每一个眼神,每一个身段,每一口呼吸,都反复锤炼直至融入本能。

    即便此刻卸去粉墨,深入骨髓的戏曲韵律感依旧淡淡地萦绕在他周身。

    孩子们笑闹着散去后,楚斯年又垂眸看了一眼锦盒中那块线条冷冽的腕表。

    触手微凉,做工精良。

    即便是他这个对西洋物件不算精通的人,也能看出价值不菲。

    这位谢少帅出手倒是阔绰得很,礼节上也挑不出错处,甚至有点过于周全了。

    他将盒子盖好,小心地放回藤箱底层,用几件柔软的旧衣掩好。

    这才起身,对还在收拾的班主和师傅们微微颔首:

    “班主,诸位师傅,我先走一步。”

    “诶,楚老板慢走,今儿辛苦!”

    班主满脸是笑地应着。

    “楚哥路上当心!”

    几个孩子也探头摆手。

    楚斯年拎起藤箱,披上一件半旧的藏青呢子大衣,独自走出后台侧门,很快融入门外深秋清冷的夜色中。
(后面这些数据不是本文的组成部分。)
PR #2454, opened 2026-09-10
fix(ios): budget snapshot bridge test compile from the build ceiling

### LINKED ISSUE #2439: ios(ci): native-runtime bridge compile test uses a fixed 45 s budget that trips on a cold runner
Split out of #2422 (its third site; PR #2423 covers the two identity-probe sites only).

## Symptom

    直到确认那道清瘦的身影确实走远了,后台里原本热闹的气氛才微微一滞,议论声低低蔓延开来。

    “你们觉不觉得……”

    一个正在小心翼翼擦拭头面的老师傅停了手,压低声音:

    “楚老板自打那事儿以后,人是越来越稳了?也说不上来,就是感觉不一样。”

    “岂止是稳了!”

    旁边一个收拾刀枪把子的武行接口,语气带着感慨:

    “简直是换了个人!一年前那会儿,唉……”

    他摇摇头,没再说下去,但那声叹息里包含了太多不言而喻的东西。

    几个年轻些,尤其是暗暗仰慕着楚斯年台上风华与台下清冷姿容的学徒,脸上则露出几分不忿。

    “这才该是楚老板的样子!”

    一个平日沉默寡言,却最是刻苦练功的少年突然出声:

    “台上是角儿,台下也自有风骨。哪儿像以前……”

    “就是!”

    另一个附和,语气愤愤:

    “以前那个姓林的算个什么东西!仗着家里有几个臭钱,把楚老板哄得魂儿都没了!楚老板那是多好的人,多高的天赋?全耽搁在他身上了!还闹得满城风雨。”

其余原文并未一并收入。